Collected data
○ ○ ○ ○

PR #28554, opened 2023-10-12
[DRAFT] Proof-of-concept gRPC client for StateDB

joamaki:
Explore how we could expose remote access to StateDB that mirrors it's normal usage. Useful for `cilium-dbg` to allow simplified implementation of state inspection without specialized REST API handlers.

```
         table, err := statedb.NewRemoteTable[tables.Backend]("backends", "localhost:8456")
         if err != nil {
                 panic(err)
         }

         // Query using an index
         iter, err := table.Get(context.TODO(), tables.BackendPortIndex.Query(1234))
         // ...
 
         // Watch all changes to the object ("kubectl get --follow")
         iter, err := table.Watch(context.TODO())
         if err != nil {
                 panic(err)
         }
         for obj, _, ok := iter.Next(); ok; obj, _, ok = iter.Next() {
                 fmt.Printf("%+v\n", obj)
         } 
```

To test in action:
```
  cd pkg/statedb/example
  go run .
  # another terminal
  cd pkg/statedb/example/client
  go run .
```


joamaki:
Will split this PR soon into:
- Modular gRPC API server (pkg/api/server.go and associated changes to api/v1 and daemon/cmd)
- StateDB grpc server and client implementation
- "cilium-dbg statedb devices" command (perhaps just "cilium-dbg devices"?)

PR #28788, opened 2023-10-25
Fix CIDR labels computation

pippolo84:
The previous version of the GetCIDRLabels implementation was computing the set of labels for a CIDR incorrectly in case of a cache hit: https://github.com/cilium/cilium/pull/28465#issuecomment-1777517198

Also, netip.PrefixFrom(...) does not mask the internally stored address, thus lowering the cache hit ratio even if two different CIDRs, used as keys in the LRU cache, are equal in terms of "masked address". (e.g: "1.1.1.1/16" and "1.1.0.0/16").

○ ○ ○ ○

== YOUR ASSIGNMENT ==
Look through the entries above and list every line containing "context".

== EXERCISE OUTPUT ==
         iter, err := table.Get(context.TODO(), tables.BackendPortIndex.Query(1234))
         iter, err := table.Watch(context.TODO())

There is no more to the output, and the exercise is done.